Cross-linked Enzyme Aggregate - Cross-Linked Enzyme Aggregates (CLEAs)

Cross-Linked Enzyme Aggregates (CLEAs)

The use of cross-linked enzyme crystals (CLECs) as industrial biocatalysts was pioneered by Altus Biologics in the 1990s. CLECs proved to be significantly more stable to denaturation by heat, organic solvents and proteolysis than the corresponding soluble enzyme or lyophilized (freeze-dried) powder. CLECs are robust, highly active immobilized enzymes of controllable particle size, varying from 1 to 100 micrometer. Their operational stability and ease of recycling, coupled with their high catalyst and volumetric productivities, renders them ideally suited for industrial biotransformations.

However, CLECs have an inherent disadvantage: enzyme crystallization is a laborious procedure requiring enzyme of high purity, which translates to prohibitively high costs.

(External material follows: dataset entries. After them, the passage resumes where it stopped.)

PR #109, opened 2020-10-16
Unify Python command-line argument parsing

bmerry:
This is like the previous PR, but for Python.

### DIFF
--- a/src/spead2/tools/bench_asyncio.py
+++ b/src/spead2/tools/bench_asyncio.py
@@ -313,6 +313,8 @@ def main():
     args = parser.parse_args()
     logging.basicConfig(level=getattr(logging, args.log.upper()))
     if 'endpoint' in args:
+        if args.send_ibv and not args.multicast:
+            parser.error('--send-ibv requires --multicast')
         receiver.mem_pool = True
         receiver.mem_lower = args.heap_size
         receiver.mem_upper = args.heap_size + 1024  # more than enough for overheads
--- a/src/spead2/tools/bench_asyncio.py
+++ b/src/spead2/tools/bench_asyncio.py
@@ -81,14 +81,8 @@ class AgentConnection:
                         setattr(protocol, key, value)
                     for (key, value) in command['receiver'].items():
                         setattr(receiver, key, value)
-                    if args.recv_affinity is not None and len(args.recv_affinity) > 0:
-                        spead2.ThreadPool.set_affinity(args.recv_affinity[0])
-                        thread_pool = spead2.ThreadPool(
-                            1, args.recv_affinity[1:] + args.recv_affinity[:1])
-                    else:
-                        thread_pool = spead2.ThreadPool()
                     stream = spead2.recv.asyncio.Stream(
-                        thread_pool,
+                        receiver.make_thread_pool(),
                         receiver.make_stream_config(),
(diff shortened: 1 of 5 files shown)


src/spead2/tools/cmdline.py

The more recently developed cross-linked enzyme aggregates (CLEAs), on the other hand, are produced by simple precipitation of the enzyme from aqueous solution, as physical aggregates of protein molecules, by the addition of salts, or water miscible organic solvents or non-ionic polymers. The physical aggregates are held together by non-covalent bonding without perturbation of their tertiary structure, that is without denaturation. Subsequent cross-linking of these physical aggregates renders them permanently insoluble while maintaining their pre-organized superstructure, and, hence their catalytic activity. This discovery led to the development of a new family of immobilized enzymes: cross-linked enzyme aggregates (CLEAs). Since precipitation from an aqueous medium, by addition of ammonium sulfate or polyethylene glycol, is often used to purify enzymes, the CLEA methodology essentially combines purification and immobilization into a single unit operation that does not require a highly pure enzyme. It could be used, for example, for the direct isolation of an enzyme, in a purified and immobilized form suitable for performing biotransformations, from a crude fermentation broth.

CLEAs are very attractive biocatalysts, owing to their facile, inexpensive and effective production method. They can readily be reused and exhibit improved stability and performance. The methodology is applicable to essentially any enzyme, including cofactor dependent oxidoreductases. Application to penicillin acylase used in antibiotic synthesis showed large improvements over other type of biocatalysts.

The potential applications of CLEAs are numerous and include:

1. Synthesis of pharmaceuticals, flavors and fragrances, agrochemicals, nutraceuticals, fine chemicals, bulk monomers and biofuels.

2. Animal feed, e.g. phytase for utilization of organically bound phosphate by pigs and poultry.

3. Food and beverage processing, e.g. lipases in cheese manufacture and laccase in wine clarification.

4. Cosmetics, e.g. in skin care products

5. Oils and fats processing, e.g. in biolubricants, bioemulsifiers, bioemollients.

6. Carbohydrate processing, e.g. laccase in carbohydrate oxidations.

7. Pulp and paper, e.g. in pulp bleaching.

8. Detergents, e.g. proteases, amylases and lipases for removal of protein, carbohydrate and fat stains.

9. Waste water treatment, e.g. for removal of phenols, dyes, and endocrine disrupters.

10. Biosensors/diagnostics, e.g. glucose oxidase and cholesterol oxidase biosensors.

11. Delivery of proteins as therapeutic agents or nutritional/digestive supplements e.g. beta-galactosidase for digestive hydrolysis of lactose in dairy products to alleviate the symptoms of lactose intolerance.